> [PROBLEM TO WORK ON]:
From the line with "Independent review of" through the line with "(+237). Production net", repeat the entries verbatim, both end lines included, and add nothing.

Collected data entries
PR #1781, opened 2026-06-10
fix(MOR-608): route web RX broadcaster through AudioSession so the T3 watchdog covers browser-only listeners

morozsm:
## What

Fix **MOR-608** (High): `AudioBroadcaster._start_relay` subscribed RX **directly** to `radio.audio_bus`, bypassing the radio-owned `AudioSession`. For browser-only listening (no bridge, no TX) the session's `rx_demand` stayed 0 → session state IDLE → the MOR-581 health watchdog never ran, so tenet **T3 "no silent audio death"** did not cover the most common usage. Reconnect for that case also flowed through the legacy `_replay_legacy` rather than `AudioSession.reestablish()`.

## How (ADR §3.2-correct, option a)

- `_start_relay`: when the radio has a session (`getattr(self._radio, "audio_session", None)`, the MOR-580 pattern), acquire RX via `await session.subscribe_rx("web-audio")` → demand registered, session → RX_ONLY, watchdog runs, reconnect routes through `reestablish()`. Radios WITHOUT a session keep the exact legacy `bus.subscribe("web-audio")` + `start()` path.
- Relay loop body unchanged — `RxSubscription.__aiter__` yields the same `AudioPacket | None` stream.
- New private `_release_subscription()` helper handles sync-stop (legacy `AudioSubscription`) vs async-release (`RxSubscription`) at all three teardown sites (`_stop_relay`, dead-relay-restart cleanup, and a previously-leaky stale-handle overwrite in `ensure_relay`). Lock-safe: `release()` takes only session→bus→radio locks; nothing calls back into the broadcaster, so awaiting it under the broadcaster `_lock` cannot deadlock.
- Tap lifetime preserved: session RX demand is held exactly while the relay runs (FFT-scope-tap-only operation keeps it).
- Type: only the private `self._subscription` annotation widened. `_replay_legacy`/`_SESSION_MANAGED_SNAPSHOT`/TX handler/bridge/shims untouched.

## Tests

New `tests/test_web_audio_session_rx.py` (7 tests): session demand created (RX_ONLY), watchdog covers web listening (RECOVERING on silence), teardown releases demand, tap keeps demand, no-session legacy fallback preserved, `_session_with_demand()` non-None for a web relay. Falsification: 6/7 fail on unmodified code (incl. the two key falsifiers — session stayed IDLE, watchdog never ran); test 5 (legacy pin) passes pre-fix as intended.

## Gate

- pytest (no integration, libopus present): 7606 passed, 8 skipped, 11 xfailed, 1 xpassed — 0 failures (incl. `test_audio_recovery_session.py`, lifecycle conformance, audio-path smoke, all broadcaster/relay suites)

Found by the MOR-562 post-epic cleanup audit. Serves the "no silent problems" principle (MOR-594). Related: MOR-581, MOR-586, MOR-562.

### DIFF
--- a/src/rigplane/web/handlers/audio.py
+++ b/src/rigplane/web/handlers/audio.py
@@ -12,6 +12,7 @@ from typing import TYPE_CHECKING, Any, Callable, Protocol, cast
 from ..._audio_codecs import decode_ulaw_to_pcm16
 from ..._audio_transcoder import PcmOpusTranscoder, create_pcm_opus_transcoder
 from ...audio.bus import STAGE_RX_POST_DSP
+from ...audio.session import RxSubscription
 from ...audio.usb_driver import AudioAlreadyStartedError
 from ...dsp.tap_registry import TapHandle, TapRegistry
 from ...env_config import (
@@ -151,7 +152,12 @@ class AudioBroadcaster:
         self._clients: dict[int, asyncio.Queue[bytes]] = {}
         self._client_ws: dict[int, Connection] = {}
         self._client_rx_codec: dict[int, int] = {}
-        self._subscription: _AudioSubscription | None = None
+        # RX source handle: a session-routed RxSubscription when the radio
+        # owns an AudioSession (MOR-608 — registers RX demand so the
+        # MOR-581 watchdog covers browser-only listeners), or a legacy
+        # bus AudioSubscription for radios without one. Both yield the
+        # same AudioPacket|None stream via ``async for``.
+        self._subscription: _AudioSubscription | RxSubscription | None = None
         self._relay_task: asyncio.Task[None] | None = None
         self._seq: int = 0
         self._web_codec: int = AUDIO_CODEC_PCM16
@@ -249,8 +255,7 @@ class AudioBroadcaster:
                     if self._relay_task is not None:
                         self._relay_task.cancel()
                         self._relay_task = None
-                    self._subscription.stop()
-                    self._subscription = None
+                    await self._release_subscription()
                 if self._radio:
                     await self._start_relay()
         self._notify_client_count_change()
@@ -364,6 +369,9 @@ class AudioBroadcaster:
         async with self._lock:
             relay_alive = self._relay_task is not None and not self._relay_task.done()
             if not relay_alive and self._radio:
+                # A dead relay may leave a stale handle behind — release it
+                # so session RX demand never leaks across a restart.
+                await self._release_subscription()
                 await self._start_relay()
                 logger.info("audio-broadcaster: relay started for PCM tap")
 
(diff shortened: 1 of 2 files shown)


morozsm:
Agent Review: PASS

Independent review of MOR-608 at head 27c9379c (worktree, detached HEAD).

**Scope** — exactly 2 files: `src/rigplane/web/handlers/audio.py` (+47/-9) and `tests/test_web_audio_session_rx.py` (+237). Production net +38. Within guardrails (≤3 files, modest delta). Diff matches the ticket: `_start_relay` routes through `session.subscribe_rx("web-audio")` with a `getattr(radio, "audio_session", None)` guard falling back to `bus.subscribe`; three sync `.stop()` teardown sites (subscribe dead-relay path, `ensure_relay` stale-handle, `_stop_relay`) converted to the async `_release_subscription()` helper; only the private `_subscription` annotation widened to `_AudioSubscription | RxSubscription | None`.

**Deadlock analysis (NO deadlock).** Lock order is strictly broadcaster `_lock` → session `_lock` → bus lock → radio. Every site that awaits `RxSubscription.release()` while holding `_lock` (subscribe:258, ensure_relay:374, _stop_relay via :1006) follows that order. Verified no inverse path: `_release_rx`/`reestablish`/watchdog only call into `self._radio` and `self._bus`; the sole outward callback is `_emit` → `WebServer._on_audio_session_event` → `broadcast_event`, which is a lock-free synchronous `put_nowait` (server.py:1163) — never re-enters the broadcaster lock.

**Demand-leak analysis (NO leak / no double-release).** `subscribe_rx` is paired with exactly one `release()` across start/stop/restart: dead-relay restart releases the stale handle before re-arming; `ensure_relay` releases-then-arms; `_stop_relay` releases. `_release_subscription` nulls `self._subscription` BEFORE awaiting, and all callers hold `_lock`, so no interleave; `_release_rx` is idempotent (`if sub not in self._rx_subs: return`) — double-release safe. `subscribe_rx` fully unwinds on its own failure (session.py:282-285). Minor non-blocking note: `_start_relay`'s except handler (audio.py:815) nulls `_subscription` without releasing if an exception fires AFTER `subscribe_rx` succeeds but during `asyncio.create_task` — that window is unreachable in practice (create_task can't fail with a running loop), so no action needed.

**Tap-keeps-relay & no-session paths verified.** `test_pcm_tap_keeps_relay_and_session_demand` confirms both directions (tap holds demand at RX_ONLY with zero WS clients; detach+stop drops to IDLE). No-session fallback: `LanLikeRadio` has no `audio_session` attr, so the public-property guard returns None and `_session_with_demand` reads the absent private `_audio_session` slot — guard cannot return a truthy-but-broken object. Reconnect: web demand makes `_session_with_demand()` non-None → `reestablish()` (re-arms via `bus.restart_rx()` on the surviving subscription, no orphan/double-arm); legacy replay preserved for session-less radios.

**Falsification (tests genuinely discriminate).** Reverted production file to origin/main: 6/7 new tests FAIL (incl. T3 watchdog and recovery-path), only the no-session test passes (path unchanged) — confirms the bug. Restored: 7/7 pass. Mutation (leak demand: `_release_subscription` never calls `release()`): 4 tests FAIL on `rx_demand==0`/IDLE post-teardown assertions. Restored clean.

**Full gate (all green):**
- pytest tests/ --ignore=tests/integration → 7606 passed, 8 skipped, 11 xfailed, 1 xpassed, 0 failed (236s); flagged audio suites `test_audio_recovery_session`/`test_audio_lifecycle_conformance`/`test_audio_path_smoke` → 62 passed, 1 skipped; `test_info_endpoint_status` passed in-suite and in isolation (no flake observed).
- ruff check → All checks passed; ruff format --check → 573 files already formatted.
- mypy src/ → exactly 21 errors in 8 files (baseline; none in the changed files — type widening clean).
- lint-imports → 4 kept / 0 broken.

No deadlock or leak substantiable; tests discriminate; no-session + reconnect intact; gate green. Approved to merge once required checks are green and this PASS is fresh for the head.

> [RESPONSE BOX]:
Independent review of MOR-608 at head 27c9379c (worktree, detached HEAD).

**Scope** — exactly 2 files: `src/rigplane/web/handlers/audio.py` (+47/-9) and `tests/test_web_audio_session_rx.py` (+237). Production net +38. Within guardrails (≤3 files, modest delta). Diff matches the ticket: `_start_relay` routes through `session.subscribe_rx("web-audio")` with a `getattr(radio, "audio_session", None)` guard falling back to `bus.subscribe`; three sync `.stop()` teardown sites (subscribe dead-relay path, `ensure_relay` stale-handle, `_stop_relay`) converted to the async `_release_subscription()` helper; only the private `_subscription` annotation widened to `_AudioSubscription | RxSubscription | None`.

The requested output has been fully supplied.